Datasets: Inside Mac App Store Applications Metadata

Overview and Data Collection

This data aims to cover our internal company research needs and start collecting and sharing the macOS app dataset since we have yet to find a suitable existing one.

Full application metadata for over 87,000 samples was sourced by the public iTunes search API for the US, Germany, and Ukraine between December 2023 and January 2024.

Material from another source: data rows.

Issue #9516, opened 2026-03-12
[BUG] Cookie consent banner does not notify the server and `cookieClickedPostpone` does nothing


ratatall:
## Summary
The cookie consent banner on the homepage has two functional bugs: the server is never informed of the user's accept/decline decision, and the postpone handler is an empty function. Together these make the consent banner non-compliant with privacy regulations such as GDPR.

## Affected Files
- Homepage.vue
- CookieConsent.vue

### Bug A - Server Never Notified of Consent Choice

```ts
// Homepage.vue
cookieClickedAccept() {
  // TODO: make an API to send the response to the server  ← never implemented
  this.$cookies.set('accept-cookies', true, -1);
}

cookieClickedDecline() {
  // TODO: make an API to send the response to the server  ← never implemented
  this.$cookies.set('accept-cookies', false, -1);
}
```

The user's decision is written only to a **client-side browser cookie**. The server has no knowledge of whether the user accepted or declined. If any server-side processing, analytics, or tracking is gated on this consent, it cannot respect the user's choice.

### Bug B - `cookieClickedPostpone` is not yet implemented

```ts
cookieClickedPostpone() {
  // TODO: make an API to send the response to the server
  // (nothing else — function body is empty)
}
```

If the postpone button were ever enabled (currently hidden via `:show-postpone-button="false"` in CookieConsent.vue), clicking it would silently do nothing. The banner would disappear without recording any decision, and would not re-appear on the next visit.

### Expected Behavior
- Clicking Accept or Decline triggers an API call to persist the user's choice server-side.
- Clicking Postpone stores a short-lived preference so the banner re-appears on the next visit.

### Actual Behavior
- No API call is made; only a client-side cookie is written.
- Postpone does nothing at all.

### Proposed Fix
1. Implement the missing API endpoint and call it from both `cookieClickedAccept` and `cookieClickedDecline`.
2. Implement `cookieClickedPostpone` to set a short-lived session cookie (e.g. `'1d'`) so the banner reappears next visit, without recording a permanent decision.

AAdIprog:
@pabo99 Can i work on this issue

ratatall:
@pabo99 Sorry for forgetting to ping you, can I work on this issue myself?

pabo99:
> [@pabo99](https://github.com/pabo99) Sorry for forgetting to ping you, can I work on this issue myself?

Sure!

PR #9543, opened 2026-03-14
Issue/cookie consent banner fix

ratatall:
# Description

Updated the cookie consent banner. 

Fixes: #9516 
# Comments

Cookie decision has been recorded server-side, but not yet in the database since there is no db for that yet (look at comments at User.php).

# Checklist:


frontend/server/src/Controllers/User.php
```diff
@@ -5316,6 +5316,32 @@ public static function getCompareDetailsForTypeScript(
...
+    public static function apiRecordCookieConsent(\OmegaUp\Request $r): array {
+        // Validate required parameter
+        if (!isset($r['accepted'])) {
+            throw new \OmegaUp\Exceptions\InvalidParameterException(
+                'parameterNotFound',
+                'accepted'
+            );
+        }
+
+        $accepted = $r->ensureOptionalBool('accepted', required: true);
```
pabo99: These two instructions are duplicated. While in L5329 you indicate that `accepted` must exist, in L5336 you validate again that it is required.

In this case, the correct approach is to use:
```suggestion
        $accepted = $r->ensureBool('accepted');
```
This internally takes care of validating whether the parameter exists and is of the correct type, and also returns the value so it can be stored in the variable you specify.

frontend/server/src/Controllers/User.php
```diff
@@ -5316,6 +5316,32 @@ public static function getCompareDetailsForTypeScript(
...
+
+        // Cookie consent has been recorded server-side
+        // However, it is not yet recorded to the database
```
pabo99: If this endpoint doesn’t do anything st this point, could it at least send a message to the log?

frontend/www/js/omegaup/components/contest/Form.vue
```diff
@@ -884,7 +884,7 @@ import { library } from '@fortawesome/fontawesome-svg-core';
 import { isValidAlias } from '../../validators';
 library.add(fas);
 
-Vue.use(VueCookies, { expire: -1 });
+Vue.use(VueCookies, { expires: -1 });
```
pabo99, line 905: Hmmm, this sounds like it was resolved in another PR, which has actually already been merged. Could you update your branch so these changes disappear from here?

frontend/www/js/omegaup/components/homepage/Homepage.vue
```diff
@@ -184,18 +184,37 @@ export default class Homepage extends Vue {
...
+    try {
+      // Send user's consent acceptance to the server
+      await omegaup.API.call('user/recordCookieConsent', {
+        accepted: true,
+      });
+    } catch (error) {
+      console.error('Failed to record cookie consent acceptance:', error);
+    }
+    // Set client-side cookie with Secure flag and year-9999 expiry
+    this.$cookies.set('accept-cookies', true, -1, '/', undefined, true);
```
pabo99: Is there a way for you to emit an action so that this can be executed from the `homepage.ts` file, which is the one that controls this component? In general, we try to keep components as isolated as possible from the data layer.

Once you're in the `homepage.ts` file, the correct way to call the endpoint is:
```ts

            api.User.recordCookieConsent({ accpeted: true })
              .then(() => {
                // You can add a message to the user indicating that their response was stored
              })
              .catch((error) => {
                ui.apiError(error);
              });
```

You might see this call fail at the moment. That’s because you haven’t properly propagated the controller changes so that `TypeScript` knows there is a new endpoint. 

You can do that by running: `./stuff/lint.sh`

ratatall:
I decided to leave the cookie decision on a client's side for now, as creating the db better be done in another PR.

pabo99:
Can you review the PR? It looks like there were some conflicts that need to be resolved

ratatall:
@pabo99 I resolved a conflict, please take a look

PR #27, opened 2024-01-30
chore: fix pip install in contributing md

lsattolo:
`pip install --editable .[tests]` gives me: `no matches found: .[tests]`


HugoDelatte (approved):
Thanks for PR! 
Indeed, when using Unix Shell you have to escape the square brackets as opposed to Windows.  So by using string, we ensure that it is working for everyone.

PR #57, opened 2024-06-03
[BUG] feat(prices_to_returns): Add index intersect param

### LINKED ISSUE #55: prices_to_returns cuts off dataframe to last asset launch [BUG]
**Describe the bug**

`prices_to_returns` promises to take a dataframe of prices and convert them to returns. In the event I have a dataframe with returns with different starting times (such as `VTI` and `BITI`) this function will cut rows to the start of `BITI`.

**To Reproduce**

```python
import yfinance as yf
import pandas as pd

STOCKS = ["VTI", "BITI"]
return_dfs = []
for ticker in STOCKS:
  ticker_yahoo = yf.Ticker(ticker)
  df = ticker_yahoo.history(period="1d", start="2010-01-01")
  df.index = df.index.date
  return_dfs.append(df[["Close"]].rename(columns={"Close": ticker}))
return_df = pd.concat(return_dfs, axis=1).sort_index().fillna(0.0)

prices_to_returns(return_df)
```

**Expected behavior**

Returns for `BITI` before `2022-06-21` are 0.0. Instead it cuts off the dataframe.

**Additional context**

This occurs due to the [dropna](https://github.com/skfolio/skfolio/blob/67a2a18288fcecd5f911d67402e6839b0332fa5a/src/skfolio/preprocessing/_returns.py#L107). I believe this should use `fillna` with 0.0 after the `pct_change` call to mark the previous periods are 0.0 for returns. I would be more than happy to make this change just want to be sure this is considered the right move by the maintainers.

**Versions**

`0.2.1`

8W9aG:
* Add a parameter allow index intersection to be chosen by the caller.
* This allows the dropna call to either use all or any.
* Functionally this determines whether the start of the index is at the beginning of the shortest price index (any) or the beginning of the longest price index (all)

#### Reference Issues/PRs

Fixes #55 

Allows the user to choose whether to dropna's using `any` or `all` to preserve the full time index.

No.

Whether this fix conforms to the discussion in the issue.

I extended the `test_returns` test to check for this.

#### Any other comments?

The original behaviour should be unchanged.

##### For all contributions
- [x ] The PR title starts with either [ENH], [MNT], [DOC], or [BUG]. [BUG] - bugfix, [MNT] - CI, test framework, [ENH] - adding or improving code, [DOC] - writing or improving documentation or docstrings.
- [ ] Optionally, I've added myself and possibly others to the [CODEOWNERS](https://github.com/skfolio/skfolio/blob/main/CODEOWNERS) file - do this if you want to become the owner or maintainer of an estimator you added. -- File does not exist

##### For new estimators

-- No new estimators added.

### DIFF
--- a/src/skfolio/preprocessing/_returns.py
+++ b/src/skfolio/preprocessing/_returns.py
@@ -14,7 +14,7 @@ def prices_to_returns(
     log_returns: bool = False,
     nan_threshold: float = 1,
     join: str = "outer",
-    index_intersect: bool = True,
+    drop_inceptions_nan: bool = True,
 ) -> pd.DataFrame | tuple[pd.DataFrame, pd.DataFrame]:
     r"""Transforms a DataFrame of prices to linear or logarithmic returns.
 
@@ -108,7 +108,7 @@ def prices_to_returns(
     df.dropna(axis=1, how="all", inplace=True)
 
     # returns
-    all_returns = df.pct_change().dropna(how="any" if index_intersect else "all")
+    all_returns = df.pct_change().dropna(how="any" if drop_inceptions_nan else "all")
     if log_returns:
         all_returns = np.log1p(all_returns)
 
--- a/src/skfolio/preprocessing/_returns.py
+++ b/src/skfolio/preprocessing/_returns.py
@@ -61,8 +61,8 @@ def prices_to_returns(
         Drop observations (rows) that have a percentage of missing assets prices above
         this threshold. The default (`1.0`) is to keep all the observations.
 
-    index_intersect : bool, default=True
-        Use the intersection of the index to determine when the dataframe index begins.
+    drop_inceptions_nan : bool, default=True
+        If this is set to True,  observations at the beginning are dropped if any of the asset values are missing, otherwise we keep the NaNs. This is useful when you work with a large universe of assets with different inception dates coupled with a pre-selection Transformer.
 
     Returns
     -------
--- a/src/skfolio/preprocessing/_returns.py
+++ b/src/skfolio/preprocessing/_returns.py
@@ -14,6 +14,7 @@ def prices_to_returns(
     log_returns: bool = False,
     nan_threshold: float = 1,
     join: str = "outer",
+    index_intersect: bool = True,
 ) -> pd.DataFrame | tuple[pd.DataFrame, pd.DataFrame]:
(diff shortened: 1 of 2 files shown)


src/skfolio/preprocessing/_returns.py
```diff
@@ -14,6 +14,7 @@ def prices_to_returns(
     log_returns: bool = False,
     nan_threshold: float = 1,
     join: str = "outer",
+    index_intersect: bool = True,
```
HugoDelatte, line 17: I was thinking about `drop_inceptions_nan` to be very explicit

tests/test_preprocessing/test_returns.py
```diff
@@ -37,3 +37,8 @@ def test_returns(prices, factor_prices):
     assert np.all(X.columns == prices.columns)
     assert np.all(y.columns == factor_prices.columns)
     assert np.all(X.index == y.index)
+
+    # Test index_intersect by making the first column mostly 0's
+    prices[prices.columns.values[0]].iloc[:-10] = 0.0
```
HugoDelatte, line 42: to avoid the pandas warning on new version, let's replace by:
```suggestion
    prices.loc[:prices.index[-10], "AAPL"] = 0.0
```

src/skfolio/preprocessing/_returns.py
```diff
@@ -60,6 +61,9 @@ def prices_to_returns(
         Drop observations (rows) that have a percentage of missing assets prices above
         this threshold. The default (`1.0`) is to keep all the observations.
 
+    index_intersect : bool, default=True
+        Use the intersection of the index to determine when the dataframe index begins.
+
```
HugoDelatte, line 66:
```suggestion
    drop_inceptions_nan : bool, default=True
        If this is set to True,  observations at the beginning are dropped if any of the asset values are missing, otherwise we keep the NaNs. This is useful when you work with a large universe of assets with different inception dates coupled with a pre-selection Transformer.

```

HugoDelatte (changes requested):
Thank you for your PR!
That's indeed to correct solution. I've just added some comments on the naming and tests.
After that, it can be merged

src/skfolio/preprocessing/_returns.py
8W9aG: Done

HugoDelatte (approved):

PR #61, opened 2024-06-09
feat: add yields_to_returns function to calculate bond market invariants

Conway-Yu:
#### Reference Issues/PRs

Added market invariant estimation for bonds using yields and maturities.

As using prices does not capture the total return of a bond and coupon data is often hard to obtain, we use the following approximation method from [https://www.mdpi.com/2306-5729/4/3/91](url) to estimate total return via yield and maturity.
No. 

Checking if my implementation can be improved on and if it follows generally the skfolio API logic.

No, but one can easily use the dataset in [https://datarepository.eur.nl/articles/dataset/Data_Treasury_Bond_Return_Data_Starting_in_1962/8152748](url) and compare the results of the function to the "official" total returns.

#### Any other comments?

The approximation method also works with corporate bond data and one can reasonably good results.

##### For all contributions
- [ ] The PR title starts with either [ENH], [MNT], [DOC], or [BUG]. [BUG] - bugfix, [MNT] - CI, test framework, [ENH] - adding or improving code, [DOC] - writing or improving documentation or docstrings.

##### For new estimators

### DIFF
--- a/src/skfolio/preprocessing/_returns.py
+++ b/src/skfolio/preprocessing/_returns.py
@@ -124,3 +124,200 @@ def prices_to_returns(
     returns = all_returns[[x for x in X.columns if x in df.columns]]
     factor_returns = all_returns[[x for x in y.columns if x in df.columns]]
     return returns, factor_returns
+
+
+def yields_to_returns(
+    X: pd.DataFrame,
+    X_maturity: pd.DataFrame,
+    y: pd.DataFrame | None = None,
+    y_maturity: pd.DataFrame | None = None,
+    log_returns: bool = False,
+    nan_threshold: float = 1,
+    join: Literal["left", "right", "inner", "outer", "cross"] = "outer",
+    drop_inceptions_nan: bool = True,
+) -> pd.DataFrame | tuple[pd.DataFrame, pd.DataFrame]:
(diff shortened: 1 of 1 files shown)


HugoDelatte:
Thank you for your PR! I'll review it this week and let you know if modifications are needed

Conway-Yu:
Hello,
To test this approximation I used the proposed scatter and histogram tests by [Meucci](https://www.arpm.co/symmys-articles/4%20_%20Attilio%20Meucci%20-%20Risk%20and%20Asset%20Allocation%20-%20Quest%20for%20Invariance.pdf), and the plots were satisfactory.

However, I believe my approach is note quite correct in every scenario and I also found another approach using fictive zero coupon curves in [here](https://www.pm-research.com/content/iijfixinc/31/4/50). Therefore, I'll abolish the pull request for now to rework my proposal.

HugoDelatte:
Thank you for the update, I was about to review it (now that the Metadata routing PR has been finished).
Having specific tools to work with bonds inside `skfolio` is on our roadmap.
`skfolio` is a toolkit so it's fine to have multiple methods to do the same thing, but if one is clearly superior we should indeed implement it.
Feel free to submit the second method if you wish, and thanks again for your first PR.

PR #97, opened 2024-11-16
[MNT] Pin `kaleido==0.2.1` version to fix `sphinx-build`

peter-gy:
#### What does this implement/fix? Explain your changes.

The documentation site is built using Sphinx, in turn making use of `plotly_sg_scraper` under the hood to render plot images, which itself in turn depends on [kaleido](https://pypi.org/project/kaleido/). `kaleido 0.4.1` got released recently (on Nov 15, 2024) introducing some changes under the hood causing the `sphinx-build . _build` command to run indefinitely.

This PR pins the version of `kaleido` to `0.2.1`, the version that has been resolved by the dependency graph prior to Nov 15, 2024.

#### Does your contribution introduce a new dependency? If yes, which one?

N/A
#### What should a reviewer concentrate their feedback on?

The `Deploy Documentation` GitHub workflow should keep working as expected.

#### Did you add any tests for the change?

N/A

##### For all contributions

- [x] The PR title starts with either [ENH], [MNT], [DOC], or [BUG]. [BUG] - bugfix, [MNT] - CI, test framework, [ENH] - adding or improving code, [DOC] - writing or improving documentation or docstrings.
- [ ] Optionally, I've added myself and possibly others to the [CODEOWNERS](https://github.com/skfolio/skfolio/blob/main/CODEOWNERS) file - do this if you want to become the owner or maintainer of an estimator you added.

##### For new estimators

N/A

PR #98, opened 2024-11-16
[ENH] Integrate JupyterLite into documentation site

peter-gy:
Builds on top of #97

This PR integrates [JupyterLite](https://jupyterlite.readthedocs.io/) into the documentation site, allowing visitors of the docs to try out examples in their browsers **without Binder**, thanks to a WebAssembly-powered Python kernel running in the browser ([Pyodide Kernel](https://pyodide.org/en/stable/)).

Also modernizes the `docs.yml` workflow by using actions maintained by GitHub.

You can take a look at the product of this PR here: https://peter-gy.github.io/skfolio.
Example with "launch lite" button: https://peter-gy.github.io/skfolio/auto_examples/1_mean_risk/plot_1_maximum_sharpe_ratio.html#conclusion

https://github.com/user-attachments/assets/5a95e5e9-8e65-4309-98c1-73f5bfb93b6b

This work only introduces dependencies exclusively to the `docs` optional group:

- [jupyterlite-sphinx](https://pypi.org/project/jupyterlite-sphinx/): wraps the JupyterLite CLI into a Sphinx Extension
- [jupyterlite-pyodide-kernel](https://pypi.org/project/jupyterlite-pyodide-kernel/): provides us with WebAssembly-based Python kernel, exposing dependencies such as `scikit-learn`, `pandas`, `cvxpy`, etc. compiled into WASM via CPython & Emscripten
- [nbformat](https://pypi.org/project/nbformat/): to programmatically mutate Jupyter notebook files

The monkey patching of Jupyter Notebooks in `docs/conf.py#patch_jupyterlite_notebooks`.

For the record, the nicest solution would be to maintain a custom Pyodide distribution with `skfolio` and `plotly` being members of it by default. However, setting up and maintaining the associated CI/CD pipeline would be a real headache. (I roughly outlined what steps would be necessary for that here: https://github.com/pyodide/pyodide/pull/5183#issuecomment-2471628369)

N/A

##### For all contributions


HugoDelatte:
Really really cool stuff, well done!
Integrating JupyterLite is something I wanted to do for a long time so thanks for that PR.
I'll take the time to review it properly tomorrow.

HugoDelatte:
The PR looks good. 
I'm gonna release a new feature including two examples that use a mix-integer programing solver (SCIP).
SCIP is an optional dependency of cvxpy, that can be installed using  `pip install cvxpy[SCIP]` or `pip install PySCIPOpt`.
I'll add this SCIP package only in the docs for the example to build.
However, looks like PySCIPOpt doesn't have a pure Python wheel to work in JupyterLite.
My question is, what would be the best strategy to handle that? 
I guess one solution would be to remove the JupyterLite button for specific example?

peter-gy:
Whenever we need a dependency that has no pure Python wheel, we need to check whether Pyodide maintains a build recipe for it under https://github.com/pyodide/pyodide/tree/main/packages.

In this case, `PySCIPOpt` is not present, so indeed, features requiring that as a dependency will not work in JupyterLite.
However, instead of disabling the JupyterLite button, a better strategy would be to open a PR at Pyodide to add support to `PySCIPOpt`, the maintainers are really receptive to admitting new packages.

HugoDelatte:
The doc [deployment failed](https://github.com/skfolio/skfolio/actions/runs/11880630938/job/33104009314)
I'll investigate further

peter-gy:
> The doc [deployment failed](https://github.com/skfolio/skfolio/actions/runs/11880630938/job/33104009314) I'll investigate further

I believe #99 should fix the issue.

HugoDelatte:
Just noticed that some example that require an external data download fail like for [this one](https://skfolio.org/auto_examples/1_mean_risk/plot_8_regularization.html#sphx-glr-auto-examples-1-mean-risk-plot-8-regularization-py).

The function `load_ftse100_dataset` download data from the skfolio-dataset repo. We did that on some datasets to reduce the main repo and package size.

Any clue on how to fix this?

peter-gy:
> Just noticed that some example that require an external data download fail like for [this one](https://skfolio.org/auto_examples/1_mean_risk/plot_8_regularization.html#sphx-glr-auto-examples-1-mean-risk-plot-8-regularization-py).
> 
> The function `load_ftse100_dataset` download data from the skfolio-dataset repo. We did that on some datasets to reduce the main repo and package size.
> 
> Any clue on how to fix this?

Sure.

This is caused by the fact that when using JupyterLite, everything happens on the client side, within our browser, including the HTTP request we make in [download_dataset](https://github.com/skfolio/skfolio/blob/dc5671f3e9da3595136d5e3f88028fa8e19b0d3a/src/skfolio/datasets/_base.py#L143-L158). Our browser requests `https://github.com/skfolio/skfolio-datasets/raw/main/*`, but GitHub servers will block it because of CORS issues. (cc. https://github.com/pyodide/pyodide/issues/4060)

I see two solutions to get around that.

(1) The quick and pragmatic solution is to use a CORS proxy such as https://corsproxy.io/. We can modify `download_dataset` to check `if sys.platform == 'emscripten'` indicating at runtime that skfolio is being called from a browser. If that's the case, we prepend `https://corsproxy.io/?` to the dataset URL. Super simple solution at the app level, no need to mess with setting up infrastructure.

(2) We start hosting `skfolio-dataset` contents under a blob storage (AWS S3, Google Cloud Storage, Azure Bucket, etc.) where we have control over CORS policy and modify `download_dataset` to point to those URLs. This is a more heavy-weight solution, but has the benefit that the core source code would not need to include `sys.platform` check.

Due to its simplicity, I would suggest to go with option (1) for now.

HugoDelatte:
Was still failing but found the solution by calling (https://github.com/jupyterlite/pyodide-kernel/issues/109):
 ```python
import pyodide_http
pyodide_http.patch_all()
 ```
 
 I'll add that in the JupyterLite Initialization section.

For the convenience of further analysis, we present the data as three separate datasets.

Metadata Dataset

The data is provided in its original form without any additional cleaning or transformations. It is organized into 43 columns ranging from such essential details as app names, descriptions, and genres, along with release and version information, user ratings, and asset links. All the data is grouped by the country API and is presented in three corresponding CSV files.

Release Notes Dataset

This dataset is a combined and refined subset of the metadata dataset. The main idea behind its creation is to separate the release notes text of the macOS apps for further analysis.

Key fields related to release notes were selected, and entries were additionally classified by language using the langdetect library. The relevant fields include the app name, release date, current version release date, language, and the release notes themselves. The dataset primarily focuses on the release notes texts, so was additionally deduplicated by this attribute, resulting in over 24,000 apps.

The dominant languages are English (75%) and German (13%); the others have fewer than 600 entries (3%) each.

The data is organized in a single CSV file.

Descriptions Dataset

By analogy with the Release Notes dataset, we also formed a separate one from the metadata dataset with app descriptions. The corresponding fields were selected, and each record was additionally assigned with the description language detected by the langdetect library so that the dataset is organized into five columns, including app name, bundle ID, ID, language, and description text. In the final step, the descriptions were deduplicated, resulting in almost 39,000 unique records.

The prevalent language is English (78%), followed by German (16%); the rest are less than 2% each.